Cross-dataset Multivariate Time-series Model for Parkinson's Diagnosis via Keyboard Dynamics
Source: arXiv:2510.15950 · Published 2025-10-10 · By Arianna Francesconi, Donato Cappetta, Fabio Rebecchi, Paolo Soda, Valerio Guarrasi, Rosa Sicilia
TL;DR
This paper addresses the challenge of early, non-invasive diagnosis of Parkinson's disease (PD) using keystroke dynamics (KD) as a digital biomarker. Traditional clinical diagnosis is hampered by late emergence of motor symptoms and subjective neuropsychological tests, motivating scalable AI-based analysis of everyday typing behavior. The authors present a novel, cross-dataset pipeline analyzing four temporal keystroke signals (Hold Time, Flight Time, Press-Press, Release-Release) collected across four heterogeneous public datasets varying in size, typing task (free vs fixed text), and acquisition context (clinic vs wild). They extensively benchmark eight state-of-the-art deep learning architectures spanning recurrent, convolutional, hybrid, and transformer models. The pipeline uses a three-stage process of: (i) dataset-specific preprocessing and addressing class imbalance via comparison of three techniques including a novel ensemble undersampling method called IMBALMED; (ii) pre-training models on the two largest datasets separately; and (iii) fine-tuning on an intermediate-sized set before external validation on the smallest independent cohort. Results demonstrate robust generalization across data sources with top models reaching over 91% AUC-ROC on the external set—a notable improvement over prior PD KD work that mostly lacked cross-dataset validation. Hybrid convolutional-recurrent and temporal convolutional models showed strongest performance, and the ensemble-based imbalance method proved beneficial on larger samples. This study validates KD as a promising scalable biomarker for early PD screening and telemonitoring beyond lab environments.
Key findings
- Temporal Convolutional Network (TCN) model achieved 91.14% AUC-ROC and 79.39% F1-Score on external validation dataset (DB1).
- Hybrid recurrent-convolutional models (e.g., LSTM-FCN) consistently outperformed pure RNN or CNN models on internal and external datasets.
- IMBALMED ensemble-based class balancing outperformed random undersampling and unbalanced baseline on larger fixed-text dataset DB4, improving AUC-ROC from ~67% to over 73%.
- Pre-training on large fixed-text dataset DB4 followed by fine-tuning on free-text dataset DB2 yielded better transfer performance (AUC-ROC up to ~89%) than pre-training on free-text DB3 (AUC-ROC up to ~66%).
- Early stopping with a patience of 5 epochs and focal loss led to better model convergence than no patience or longer patience and binary cross-entropy loss.
- Transformer-based models (TSTPlus) initially underperformed but gained substantial performance (up to 90.59% AUC-ROC externally) after fine-tuning.
- Window size and stride hyperparameters differed by dataset and architecture, e.g., shorter windows for free-text noisy data, longer windows for fixed-text structured tasks.
- External validation on DB1 was performed on the smallest dataset, emphasizing generalization capability to independent, clinically acquired data.
Threat model
n/a — This work is focused on machine learning methodology for medical diagnosis rather than security threat models. No adversarial attacks or data poisoning scenarios are considered.
Methodology — deep read
Threat Model & Assumptions: The adversary in this context is not explicit in terms of security threats but can be viewed as data variability and distributional shift across heterogeneous datasets reflecting real-world diverse typing behaviors. The model assumes access only to keystroke timing signals and no invasive clinical data, aiming to generalize across typing contexts and devices. No adversarial attack evaluation was performed.
Data: Four public datasets used — TyPD (33 subjects), neuroQWERTY MIT-CSXPD (85), Tappy (103), and Online English (230).
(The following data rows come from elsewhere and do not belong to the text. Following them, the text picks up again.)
PR #4744, opened 2025-11-25
xenoarch: make commonly-conflicting atmos triggers appear less often

cmorley191:
## About the PR

Reduced the likelihood of the following artifact node triggers by ~half:
- `Low-oxygen environment` (reduce oxygen presence to ~10% or less)
- `High Pressure` (> 385 kPa)
- `Low Pressure` (< 50 kPa)
- `Heat` (> 100 C, or deal Heat damage - hit with a welding tool)
- `Cold` (< -20 C, or deal Cold damage - not sure how you do that)

That is, each of the above are roughly half as less likely to appear in any given artifact.

Related: a separate PR makes sure that certain "impossible" combinations of these don't show up. That's a separate thing: https://github.com/DeltaV-Station/Delta-v/pull/4740

## Why / Balance

This is related to a common criticism of the new xenoarch system, when discussing the system in https://github.com/DeltaV-Station/Delta-v/pull/4640

The new xenoarch system has the brand new feature that: **simultaneously activating two different, unrelated nodes in the tree will cause NEITHER of them to unlock**. The idea is that you have to create isolated conditions: trigger one, but avoid triggering others. It's an intended challenge.

However, people have been really struggling with these atmos ones. (e.g. opening the arti room blast doors creates low-oxygen AND low pressure AND Cold)

The broader concept here is that "scientists are generally not expected to have a detailed understanding of the atmos system and pumping infrastructure". For some of these triggers, a good atmos understanding (or an engi department that is free enough to send an atmos tech over) is necessary to isolate the effects.

Reducing the difficulty of these triggers (by reducing their frequency) may or may not be something you agree with. This is a balance change, and I defer to Direction to make the decision about where this should land.

## Technical details

`Weights = Weights / 2`

## Merging

## Media

N/A

Only test I did was spawning a bunch of artifacts and verified no error messages or anything popped up.

## Requirements

## Breaking changes

**Changelog**

:cl:
- tweak: The more difficult atmos triggers on artifacts (low O2, heat, cold, low pressure, high pressure) will show up less frequently.

### DIFF
--- a/Resources/Prototypes/XenoArch/triggers.yml
+++ b/Resources/Prototypes/XenoArch/triggers.yml
@@ -3,6 +3,10 @@
   weights:
     TriggerMetapsionic: 1 # DeltaV
     TriggerMusic: 1
+    # DeltaV - make less frequent
+    #TriggerHeat: 1
+    #TriggerCold: 0.5
+    #TriggerNoOxygen: 1
     TriggerHeat: 0.5
     TriggerCold: 0.25
     TriggerNoOxygen: 0.5
@@ -14,6 +18,9 @@
     TriggerAmmonia: 0.1
     TriggerFrezon: 0.1
     TriggerRadiation: 1
+    # DeltaV - make less frequent
+    #TriggerPressureHigh: 0.5
+    #TriggerPressureLow: 1
     TriggerPressureHigh: 0.25
     TriggerPressureLow: 0.5
     TriggerExamine: 1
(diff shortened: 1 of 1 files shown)


cmorley191:
This requires direction review.

Cepelinas1:
so true bestie, so we're doing a direction review 24h

ShepardToTheStars (changes requested):
Add `# DeltaV` comments

cmorley191:
@ShepardToTheStars ready for re-review

ShepardToTheStars (approved):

Each dataset contains keystroke signals HT, FT, PP, RR with varying task types (free vs fixed text) and acquisition contexts (clinic vs wild). Data preprocessing involved signal extraction, outlier removal for fixed-text data, segmentation into sessions, and on-the-fly windowing to create time-series samples. Due to class imbalance (often fewer PD than controls), three balancing strategies were compared: unbalanced baseline, random undersampling, and IMBALMED ensemble undersampling.
Architecture / Algorithm: Eight DL architectures from the tsai time-series library were benchmarked: GRU, LSTM (pure RNNs); GRU-FCN, LSTM-FCN (hybrid RNN + CNN); Temporal Convolutional Network (TCN), Explainable CNN (XCM) (pure CNNs); and two transformer variants (TSiT, TSTPlus). Inputs were multivariate time-series windows of keystroke signals. Models output binary PD/non-PD predictions via sigmoid activation. Loss functions tested included binary cross-entropy and focal loss, the latter to mitigate class imbalance.
Training Regime: Pre-training on largest datasets (DB3 and DB4) was done independently for each dataset and model with early stopping (patience of 5 epochs) and focal loss yielding best results. Hyperparameters (window size, stride, learning rate, batch size) were optimized sequentially. Pre-training used a leave-20%-subjects-out (approx. 10-fold) cross-validation.
Fine-tuning involved training on DB2 (intermediate size), adapting pre-trained weights with a lower learning rate and two weight freezing strategies: fully trainable or freezing all but last layer. Validation 10-fold cross-validation was used to select best model checkpoint.
Evaluation Protocol: Metrics were AUC-ROC and F1-Score computed at the patient level by aggregating window predictions. External validation was performed on DB1, the smallest dataset, previously unseen during training or fine-tuning, to measure model generalization across independent cohorts. Comparisons across balancing techniques and architectures were performed within datasets.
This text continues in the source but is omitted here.